◆ **Your instructions**:
Read through the data and report every line in which the word "opened" occurs.
═══ Source material ═══
PR #892, opened 2024-09-19
Use latest demo-data event as prominent example in screenshots

carstingaxion:
I wanted to do something _nice_, _something visually appealing_.
... so I updated the screenshot generator to use the latest demo-data event as prominent example in screenshots ;)

https://github.com/user-attachments/assets/f4e7ce3e-2944-45b6-abc8-858d9254117d

### Description of the Change

~~Closes #~~

### Changelog Entry

> Changed - Use latest demo-data event as prominent example in screenshots

### Credits

Props @carstingaxion 

### Checklist:

- [x] I have added tests to cover my change. ;)

### DIFF
--- a/.github/scripts/wordpress-org-screenshots/wporg.spec.ts
+++ b/.github/scripts/wordpress-org-screenshots/wporg.spec.ts
@@ -17,7 +17,7 @@ test.describe( 'Screenshots for the wordpress.org/plugins repository', () => {
             local_code,
             '.png'
         ].join('').toLowerCase();
-    }	// List all comments.
+    }
 
 
     test.beforeAll( async ( { requestUtils } ) => {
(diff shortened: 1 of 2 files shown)


mauteri:
@carstingaxion nice, this good to merge?

mauteri (approved):

carstingaxion:
> @carstingaxion nice, this good to merge?

@mauteri Thanks for looking at this. If ready or not is a little bit a chicken or egg question, if you now this saying.

Simply: No it’s not, because it will reference non-existent images from the main readme.md

The crux: It would be nice to have the screenshots without the alpha-notice. This will be possible with the next release. Because the screenshot-generator uses the latest release from .org, we should wait until the next is out. This leads to the need for a patch release for only screenshots and readme.

I don’t know.

mauteri:
> > @carstingaxion nice, this good to merge?
> 
> 
> 
> @mauteri Thanks for looking at this. If ready or not is a little bit a chicken or egg question, if you now this saying.
> 
> 
> 
> Simply: No it’s not, because it will reference non-existent images from the main readme.md
> 
> 
> 
> Solution: Run the screenshot generator now once, to create the missing images, afterwards merge this PR.
> 
> 
> 
> The crux: It would be nice to have the screenshots without the alpha-notice. This will be possible with the next release. Because the screenshot-generator uses the latest release from .org, we should wait until the next is out. This leads to the need for a patch release for only screenshots and readme.
> 
> 
> 
> I don’t know.

Got it, let's chat Monday and figure it out. Thx!

PR #888, opened 2024-09-19
Prepare for new block variations 1/3: hookable-patterns, slot-fills & docs

carstingaxion:
Preparation to bring some block variations from the [gatherpress-block-playground](https://github.com/carstingaxion/gatherpress-block-playground) into the plugin as part of #626.

### Description of the Change

This PR does:

1. Bring hookable block-patterns into place _(as preparation, still disabled)_
2. Import `PluginDocumentSettingPanel` from `wordpress/editor` package _(The former source was deprecated in 6.6, which led to the annoying console warnings all over the place)_
3. Introduce new slots inside the document sidebar for event & venue post type
4. add new `/docs/developer/blocks/...`

Closes #628

### Changelog Entry

> Added - Extendable infrastructure for future blocks

### Credits

Props @carstingaxion 

### Checklist:

- [x] I agree to follow this project's [**Code of Conduct**](https://github.com/GatherPress/gatherpress/blob/main/CODE_OF_CONDUCT.md).
- [x] I have updated the documentation accordingly.
- [x] I have added tests to cover my change.
- [x] All new and existing tests pass.

PR #898, opened 2024-09-21
Prepare for new block variations 3/3:  block variation loading

carstingaxion:
Preparation to bring some block variations from the [gatherpress-block-playground](https://github.com/carstingaxion/gatherpress-block-playground) into the plugin as part of #626.

While current blocks can rely on `register_block_type()` to get everything in place, block variations need more manual attention.

### Description of the Change

With this PR, I try to outline a possible way to load all variations the same way.

Because most of the variations need some extra php to work, I went with a singleton, that gets automatically ...

~~copied from `/src` to `/build` and lives in the folder of the variation. For this reason the autoloader doesn’t know about the classes and that’s why I required them manually~~ 

... loaded from `includes/core/classes/blocks`.

This design-decision was made in a private chat between @mauteri and me.

~~Closes #~~

### Changelog Entry

> Added - Generalized the loading of block-variations

### Credits

Props @carstingaxion, @mauteri 

### Checklist:


carstingaxion:
He @mauteri could you please take a look at this idea of how to load the variations?

I based this branch on the work of #888, that’s why there are so many commits, but if possible, only focus on the last three. And don’t forget about the PR description ;)

thanks.

includes/core/classes/traits/class-block-variation.php
```diff
@@ -0,0 +1,171 @@
...
+defined( 'ABSPATH' ) || exit; // @codeCoverageIgnore
+
+use Error;
+
+/**
+ * Common class that handles registering and enqueuing of assets.
+ *
+ * @since 1.0.0
+ */
+trait Block_Variation {
```
mauteri, line 21: I think we can simplify this a bit and not include a new trait. I'd add code like this to `class-assets.php`, get the variations directory from the file system and loop through. There's a lot of helpers you can use in `class-assets.php` for getting dependencies and such from the asset. Let me know what you think.

mauteri (changes requested):

includes/core/classes/traits/class-block-variation.php
carstingaxion: This sounds good.
Now that you mention the class-assets.php, I’m wondering that I haven’t thought about this. But yes, seems totally plausible for all this asset-related stuff.
Thank you.

carstingaxion:
@mauteri Do you have any clue why the „semver“ package is missing now?  (Which makes all the workflows fail)

mauteri:
> @mauteri Do you have any clue why the „semver“ package is missing now?  (Which makes all the workflows fail)

I may have accidentally excluded it when I tried to resolve conflicts with the develop branch. Sorry about that.

carstingaxion:
> > @mauteri Do you have any clue why the „semver“ package is missing now?  (Which makes all the workflows fail)
> 
> I may have accidentally excluded it when I tried to resolve conflicts with the develop branch. Sorry about that.

No problem. I'll take a look.

carstingaxion:
Im starting now and hope to get this finished.

mauteri (approved):

carstingaxion:
Woooow! That was super fast again, @mauteri 
Thank you!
═══
◆ **Solution to this exercise**:
PR #892, opened 2024-09-19
PR #888, opened 2024-09-19
PR #898, opened 2024-09-21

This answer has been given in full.